● **Action item**
Each line from the material with the word "Thanks" in it must be copied.

● **Data records**
PR #2581, opened 2018-09-12
s/autodoc_default_flags/autodoc_default_options/

bowlofeggs:
This fixes a docs build failure that emitted this message:

Warning, treated as error:
autodoc_default_flags is now deprecated. Please use
autodoc_default_options instead.

### DIFF
--- a/docs/conf.py
+++ b/docs/conf.py
@@ -37,7 +37,7 @@ extensions = [
     'sphinx.ext.todo',
     'sphinx.ext.viewcode']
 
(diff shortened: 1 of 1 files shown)


puiterwijk (dismissed):

cverna (dismissed):

puiterwijk (approved):
`Setting None is equivalent to giving the option name in the list format (i.e. it means “yes/true/on”).`.... Well then.

PR #427, opened 2019-08-19
[activations] fused gelu kernel

WindQAQ:
Fused GeLU kernel (forward and backward). On my local machine, achieve 3x and 9x speed up on forward and backward direction respectively compared with python implementation. Also support original impl stated in https://arxiv.org/pdf/1606.08415.pdf.

References:
https://on-demand.gputechconf.com/ai-conference-2019/T1-3_Minseok%20Lee_Adding%20custom%20CUDA%20C++%20Operations%20in%20Tensorflow%20for%20boosting%20BERT%20Inference.pdf
https://github.com/pytorch/pytorch/blob/master/caffe2/operators/gelu_op.cu


AakashKumarNain:
This looks good to me. We can use this with the layer implementation

WindQAQ:
@AakashKumarNain Thanks! Do you mind if I also put your name and email on README? It would be great if you could also participate in maintaining gelu activation function :-)

AakashKumarNain:
@WindQAQ No problem at all. I would love to! Thank you

tensorflow_addons/custom_ops/activations/cc/kernels/gelu_op.h
```diff
@@ -0,0 +1,145 @@
...
+  //           outputs (using either one yields the same result here).
+  // approximate: whether to enable approximation.
+  // backprops: gradients to backpropagate to the Gelu inputs.
+  void operator()(const Device& d, typename TTypes<T>::ConstTensor gradients,
+                  typename TTypes<T>::ConstTensor features, bool approximate,
+                  typename TTypes<T>::Tensor backprops) {
+    if (approximate) {
+      const T kAlpha = static_cast<T>(M_2_SQRTPI * M_SQRT1_2);
+      const T kBeta = kAlpha * static_cast<T>(0.044715) * static_cast<T>(3);
+      const auto y =
```
mostafaelhoushi: I see here that the output `y` is recalculated. It was already calculated in the forward pass.

How about having the output of the forward pass, to be passed as an additional input to the backward pass in order to save time recalculating? i.e., have `typename TTypes<T>::ConstTensor activations` passed to the function, and replace this line with:
```
const auto y = activations
```

tensorflow_addons/custom_ops/activations/cc/ops/gelu_op.cc
```diff
@@ -0,0 +1,37 @@
...
+REGISTER_OP("Gelu")
+    .Input("features: T")
+    .Output("activations: T")
+    .Attr("T: {half, float, double}")
+    .Attr("approximate: bool = true")
+    .SetShapeFn(shape_inference::UnchangedShape);
+
+REGISTER_OP("GeluGrad")
+    .Input("gradients: T")
+    .Input("features: T")
```
mostafaelhoushi: Referring to my previous comment, we can add:
```
.Input("activations: T")
```
so that we don't recalculate the output when calculating the gradient.

tensorflow_addons/activations/gelu_test.py
```diff
@@ -0,0 +1,102 @@
...
+    else:
+        return 0.5 * x * (
+            1.0 + tf.math.erf(x / tf.cast(tf.sqrt(2.0), x.dtype)))
+
+
+@test_utils.run_all_in_graph_and_eager_modes
+class TestGelu(tf.test.TestCase, parameterized.TestCase):
+    @parameterized.named_parameters(("float16", np.float16),
+                                    ("float32", np.float32),
+                                    ("float64", np.float64))
```
mostafaelhoushi: What about testing integer and quantization types?
For integer types, I believe that Gelu will simply behave as Relu.

WindQAQ: I do not really get your point. Like `int32`, do you mean we first cast it to `float` and do computations in `float` and finally cast back to `int32`? If so, it's weird why users don't cast `int32` to `float` first?

Actually, most of activation ops in core TF can support only floating points input. ReLU/ReLU6 is an exception because `cwiseMax`/`cwiseMin` can run in non-floating dtype.
https://github.com/tensorflow/tensorflow/blob/master/tensorflow/core/ops/nn_ops.cc#L1053-L1144

tensorflow_addons/custom_ops/activations/cc/kernels/gelu_op.h
WindQAQ: I wonder if this causes excessive memory occupation. Such as BERT model, `gelu` is called multiple times in forward pass with multiple huge tensors of `[batch_size, sequence_length, depth]`. If we do the caching mechanism as you stated, the operation will store such large tensor in *each* forward node. I'm afraid it'll harm the model throughput because of OOM.

Or if you have already had some benchmarking results?

tensorflow_addons/activations/gelu_test.py
WindQAQ: BTW, after a rough computing with google calculator, I found there are some gap between ReLU and GeLU with int type. When input=2, approximate version shows the result of 1.95459769409 and non-approximate version shows the one of 1.9544997361. Get deeper into the definition of GeLU:
```python
gelu(x) = x * P(X <= x) = x * normcdf(x)
``` 
When `x=2`, gelu(2) = 2 * normcdf(2) = 2 * 0.9772 != 2.

[Approximate](https://www.google.com/search?ei=GgBdXbSjPIbW0gSaxaPoAQ&q=0.5+*+2.0+*+%281+%2B+tanh%28sqrt%282+%2F+pi%29+*+%282.0+%2B+0.044715+*+2.0%5E3%29%29%29&oq=0.5+*+2.0+*+%281+%2B+tanh%28sqrt%282+%2F+pi%29+*+%282.0+%2B+0.044715+*+2.0%5E3%29%29%29&gs_l=psy-ab.3...1226.1638..2012...0.0..0.63.118.2......0....1..gws-wiz.GZzLvi8SKuQ&ved=0ahUKEwi0mO-WxZPkAhUGq5QKHZriCB0Q4dUDCAo&uact=5)
[non-approximate](https://www.google.com/search?q=0.5+*+2.0+*+(1.0+%2B+erf(2.0+%2F+sqrt(2.0)))&oq=0.5+*+2.0+*+(1.0+%2B+erf(2.0+%2F+sqrt(2.0)))&aqs=chrome..69i57j6.2966j0j7&sourceid=chrome&ie=UTF-8)

AakashKumarNain: @mostafaelhoushi `For integer types, I believe that Gelu will simply behave as Relu.` I don't think that this is true. Can you elaborate a bit on this?

mostafaelhoushi: Thanks @WindQAQ and @AakashKumarNain for your feedback.
I meant if both the input and _output_ are constrained to be integer, then Gelu will behave as Relu. e.g., 

for the example that @WindQAQ mentioned: `gelu(2) ~= 2*0.9772 - 1.9554`
but if the activations are constrained to be input then we need to round the output to the nearest integer... so `round(gelu(2)) = 2 = relu(2)`

However, @WindQAQ mentioned an important point that  "most of activation ops in core TF (and PyTorch) can support only floating points input. ReLU/ReLU6". Hence, I think you may safely ignore this suggestion.

mostafaelhoushi: Thanks @WindQAQ and @AakashKumarNain for your feedback.
I meant if both the input and _output_ are constrained to be integer, then Gelu will behave as Relu. e.g., 

for the example that @WindQAQ mentioned: `gelu(2) ~= 2*0.9772 - 1.9554`
but if the activations are constrained to be input then we need to round the output to the nearest integer... so `round(gelu(2)) = 2 = relu(2)`

However, @WindQAQ mentioned an important point that  "most of activation ops in core TF (and PyTorch) can support only floating points input. ReLU/ReLU6". Hence, I think you may safely ignore this suggestion.

WindQAQ: okay! Thanks again for the review :-)

tensorflow_addons/custom_ops/activations/cc/kernels/gelu_op.h
WindQAQ: Hello, seems that
`y = tanh(sqrt(2 / pi) * (x + 0.044715 * x^3)))`, and
`gelu(x) = 0.5 * x * (1 + tanh(sqrt(2 / pi) * (x + 0.044715 * x^3)))`

Though we can compute `y` via `y = gelu(x) / (0.5 * x) - 1`, this will indeed lose some precision during division. So I tend to preserve the current implementation. What's your thoughts on this @mostafaelhoushi and @AakashKumarNain .

AakashKumarNain: The current implementation looks good to me.

AakashKumarNain:
@WindQAQ I think we should inject this in #424 now. What do you say?

WindQAQ:
@tensorflow/sig-addons-maintainers mind approving this one? Thanks!

tensorflow_addons/custom_ops/activations/cc/kernels/gelu_op.h
WindQAQ: So I think further changes could be done in the future. Let's move on to Layer's subclass! Thanks for you guys' feedback again.

PR #434, opened 2019-08-20
Revert back to manylinux1 package which breaks spec

seanpmorgan:
This patch will make it so we publish spec breaking (but at least working) manylinux1 packages.

The pinned installs match the previous auditwheel: https://github.com/tensorflow/tensorflow/blob/master/tensorflow/tools/ci_build/install/install_auditwheel.sh

I tested the new pip package against a TF manylinux2010 package and it works.

We can revert this after https://github.com/tensorflow/tensorflow/issues/31807 is solved


seanpmorgan:
Closing as Yong Tang may have a fix.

● **Output for this exercise**
@AakashKumarNain Thanks! Do you mind if I also put your name and email on README? It would be great if you could also participate in maintaining gelu activation function :-)
mostafaelhoushi: Thanks @WindQAQ and @AakashKumarNain for your feedback.
mostafaelhoushi: Thanks @WindQAQ and @AakashKumarNain for your feedback.
WindQAQ: okay! Thanks again for the review :-)
@tensorflow/sig-addons-maintainers mind approving this one? Thanks!
WindQAQ: So I think further changes could be done in the future. Let's move on to Layer's subclass! Thanks for you guys' feedback again.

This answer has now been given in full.